Пальнем-ка пулей в Святую Русь –
В кондовую,
В избяную,
В толстозадую!
Эх, эх, без креста!
Весьма примечательная история с поэмой приключилась по воспоминаниям В. М. Нольде: «Любопытный эпизод мне рассказал поэт Рюрик Ивнев, бывший в годы революции секретарем А.В. Луначарского. Вскоре после написания Блоком поэмы «Двенадцать» он поехал читать её матросам-балтийцам на военный корабль. Поэтому матросы слушали как завороженные и, увидев впившиеся в него глаза, он вдруг почувствовал, что не может произнести: «впереди – Исус Христос» и закончил поэму словами: «впереди идёт матрос». Что тут поднялось. Матросы вскочили, бурно выражая свой восторг поэмой, кричали, аплодировали, бросились к Рюрику, настолько естественной, органичной для них была такая концовка поэмы».
Варвары поняли идею Блока лучше самого Блока. Матросики-кокаинщики, душегубы и анархисты знали, что такое революция и как шмонать «етажи».
«Скифы» же появились после «Двенадцати». И здесь вылилось разочарование Блока от срыва переговоров с немцами в Брест-Литовске. Варвары-«скифы» в стихотворении угрожают «цивилизованным» европейцам, что спустят на них более диких варваров-«гуннов». Европейцам блоковские скифы говорят: «Мы – свои. Примите нас к себе. А откажитесь, то вас ждет Армагеддон».
Идите все, идите на Урал!
Мы очищаем место бою
Стальных машин, где дышит интеграл,
С монгольской дикою ордою!
Но сами мы – отныне вам не щит,
Отныне в бой не вступим сами,
Мы поглядим, как смертный бой кипит,
Своими узкими глазами.
Не сдвинемся, когда свирепый гунн
В карманах трупов будет шарить,
Жечь города, и в церковь гнать табун,
И мясо белых братьев жарить!..
В последний раз – опомнись, старый мир!
На братский пир труда и мира,
В последний раз на светлый братский пир
Сзывает варварская лира!
Блок знал, куда обращать свой зов. Большевизм-варвар пришел с Запада, а не с Востока. Вот и пришлось пугать готов и вандалов гуннами.
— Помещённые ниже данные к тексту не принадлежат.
PR #706, opened 2020-07-21
Various SystemZ DFLTCC fixes

iii-i:
We have found and fixed a number of issues with the hardware acceleration.


nmoinvaz:
With regard to _deflate_quick_ not working due to `windowBits = 13`, you should be able to `#ifdef` where `windowBits = 13` for DFLTCC in deflate.c. There is no requirement that _deflate_quick_ use 8k window. 32k window will be slower than 8k window, but I'm not sure the difference with 32k window in comparison to _deflate_fast_.

iii-i:
A simple test shows that on SystemZ deflate_quick with 32k window is still faster than deflate_fast with 32k window.

iii-i:
Btw, I would mark this as "bug", not "enhancement".
"Fix DFLTCC not flushing EOBS when creating raw streams" fixes a serious issue, which leads to inability to decompress.

deflate.c
```diff
@@ -620,13 +621,13 @@ int32_t ZEXPORT PREFIX(deflateParams)(PREFIX3(stream) *strm, int32_t level, int3
...
-    DEFLATE_PARAMS_HOOK(strm, level, strategy);  /* hook for IBM Z DFLTCC */
+    DEFLATE_PARAMS_HOOK(strm, level, strategy, &hook_flush);  /* hook for IBM Z DFLTCC */
     func = configuration_table[s->level].func;
 
-    if ((strategy != s->strategy || func != configuration_table[level].func) &&
+    if ((strategy != s->strategy || func != configuration_table[level].func || hook_flush != Z_NO_FLUSH) &&
         s->last_flush != -2) {
         /* Flush the last buffer: */
-        int err = PREFIX(deflate)(strm, Z_BLOCK);
+        int err = PREFIX(deflate)(strm, RANK(hook_flush) > RANK(Z_BLOCK) ? hook_flush : Z_BLOCK);
```
Dead2: I think this deserves a comment to avoid future confusion, since it is not obvious.
Alternately an if-else block with comment.

deflate.c
```diff
@@ -1052,8 +1053,6 @@ int32_t ZEXPORT PREFIX(deflate)(PREFIX3(stream) *strm, int32_t flush) {
 
     if (flush != Z_FINISH)
         return Z_OK;
-    if (s->wrap <= 0)
-        return Z_STREAM_END;
```
Dead2, line 1056: This and all the below changes to deflate.c look like they could change compressed output, and need to be tested for that. Have you observed any changes in output on non-DFLTCC builds?
If this results in any changes, we need to understand them completely, to make sure they do not cause regressions on certain input data.

deflate_p.h
```diff
@@ -33,7 +33,10 @@ static inline int zng_tr_tally_lit(deflate_state *s, unsigned char c) {
     s->sym_buf[s->sym_next++] = c;
     s->dyn_ltree[c].Freq++;
     Tracevv((stderr, "%c", c));
+#pragma GCC diagnostic push
+#pragma GCC diagnostic ignored "-Wtype-limits"
```
nmoinvaz: Why these three lines for GCC only? Is there another way this can be done through casting?

deflate.c
iii-i: ok

deflate.c
iii-i: No, this should not change anything for non-DFLTCC builds, and I did not observe changes in compressed data.

wrap can be -1/-2 ("done"), 0 (raw), 1 (zlib) or 2 (gzip).
For wrap values 1 and 2 everything stays exactly as it used to be.
For -1/-2 and 0 (wrap == 0 is the reason why this is needed), there is now an additional `flush_pending(strm)` call. In non-DFLTCC builds there is nothing to flush, so this is a no-op.

deflate_p.h
iii-i: I've seen this warning only with GCC (and not with Clang).

I tried to cast `c` to `unsigned int` in the assertion, but GCC is smart enough to see through that.
So `c`'s parameter type must be changed to `unsigned int` or some such, but I thought there must've been some good reason to make it `unsigned char` in the first place.

mtl1979: Casts don't work in macro parameters as in most cases macro parameters need to be a single token. This is also why in some macros the macro parameters are assigned to variables before use, or there is extra parentheses when accessing macro parameters. In preprocessor, token starts with "(" and ends with ")" or is completely alphanumeric.... 

Some documents say preprocessor tokens can contain also "_" but the result is undefined if there is ambiguity, as you can pretty much rename or split any preprocessor token by defining another token whose name is substring of the name of the first token.

When preprocessor parses a token that results in a string literal, space (ASCII 32) is appended to the output unless the token is followed by "##", which is concatenation operator in preprocessor.

iii-i:
- Added explanation to deflateParams.
- Added fixes for a number of additional issues found with libFuzzer.
- Added the corresponding libFuzzer fuzz target to examples directory.

Dead2:
Both CI fuzzing and static analysis failed, wonder why.. Rerunning

Dead2:
@iii-i Would you please rebase this? The merged #716 should fix at least one of the CI failures, perhaps both.
Other than that, this looks very good and also shows no changes on my x86-64 test machine. 👍

iii-i:
I think fuzzing failed because of the call sequence fuzzer. It's not 100% trivial to build (it's not a single file and it requires protoc). For now I rebased and pulled it out. I'll try to figure out how to build it in zlib-ng context and submit it separately.

.github/workflows/cmake.yml
```diff
@@ -210,6 +211,14 @@ jobs:
...
             codecov: ubuntu_gcc_s390x
 
+          - name: Ubuntu GCC S390X DFLTCC
+            os: ubuntu-latest
+            compiler: s390x-linux-gnu-gcc
+            cmake-args: -DCMAKE_TOOLCHAIN_FILE=cmake/toolchain-s390x.cmake -DWITH_DFLTCC_DEFLATE=ON -DWITH_DFLTCC_INFLATE=ON
+            packages: qemu gcc-s390x-linux-gnu libc-dev-s390x-cross
+            ldflags: -static
+            codecov: ubuntu_gcc_s390x
+
```
Dead2: I feel like S390X w/DFLTCC should also be tested with  `-DZLIB_COMPAT=ON`, and possibly also with ` -DWITH_SANITIZERS=ON`, what do you think?

iii-i: Sure, let's give it a try. I normally develop it with ASAN on real hardware, let's see how this will look like in QEMU.

Dead2:
Looks good to me

nmoinvaz:
I think I would prefer if the commits related to fixing warnings were moved into a separate PR. They seem to be unrelated to DFLTCC fixes.

iii-i:
* Split fixes for warnings into https://github.com/zlib-ng/zlib-ng/pull/726.

iii-i:
* Fixed stray tabs in `dfltcc_deflate.c`.

arch/s390/dfltcc_deflate.c
```diff
@@ -101,31 +105,38 @@ int ZLIB_INTERNAL dfltcc_deflate(PREFIX3(streamp) strm, int flush, block_state *
...
+     * that DFLTCC has buffered some output in the parameter block and needs to
+     * be called again in order to flush it.
      */
-    if (flush == Z_FINISH && strm->avail_in == 0 && !param->cf) {
-        if (param->bcf) {
-            /* A block is still open, and the hardware does not support closing
-             * blocks without adding data. Thus, close it manually.
-             */
+    if (strm->avail_in == 0 && !param->cf) {
+        /* A block is still open, and the hardware does not support closing
```
nmoinvaz, line 125: Deflate structure has a property called `block_open` . Can `param->cf` be replaced with it? Currently it is only used for `deflate_quick`.

nmoinvaz:
@iii-i can you document the extent of the DFLTCC implementation?  For example right now we have "Deflate hooks for IBM Z DFLTCC" in the README.md but I know that that isn't the extent of the DFLTCC changes. Yes there are hooks, but the DFLTCC implementation does more than that. Can you make a bullet list of what the DFLTCC implementation does? We can put it in the readme or wiki page..

nmoinvaz:
Also thank you for breaking out those commits into a separate PR. Makes it easier to review.

iii-i:
Sure. I think it's worth keeping such documentation closer to the source code. I'll send a separate PR with README.md updates.

arch/s390/dfltcc_deflate.c
iii-i: `param->cf` (Continuation Flag) is more like "did hardware buffer some output bits". `param->bcf`(Block Continuation Flag) is close to `block_open`, but it's set and read by hardware, so no full replacement is possible. However, it might be worth considering syncing the two before and after DFLTCC call.

iii-i: Btw, the instruction is finally publicly documented (this wasn't the case when I first sent the patches). Here is our latest official SystemZ architecture document - http://publibfp.dhe.ibm.com/epubs/pdf/a227832c.pdf. DFLTCC is in Chapter 26 (page 26-16).

iii-i: I have to correct myself: BCF is only read (and never set) by the hardware. I must have been thinking about CF when writing this. Still, the main point holds: since it's a hardware-defined bit, it cannot be fully thrown away.

Dead2: @iii-i Does this mean there are more changes pending? Your last comment was a bit unclear on that.

iii-i: @Dead2 No, not in the context of this PR. This might be an interesting cleanup though.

Немецкий философ Мартин Хайдеггер душеньку большевизма разглядел не хуже Блока: «Большевизм – плод «западно-европейской рациональной метафизики Нового времени» и не имеет ничего общего с «русскостью». Но он также нам помогает лучше понять таких людей как Волошин и Блок: «Существуют рынки рабов, на которых сами рабы зачастую являются крупнейшими торговцами».
Обры – рабы, рабы – обры! Какой зачин для революционной песенки получится. Только не дай Бог запеть ее вновь в России! Нового варварства стране не выдержать.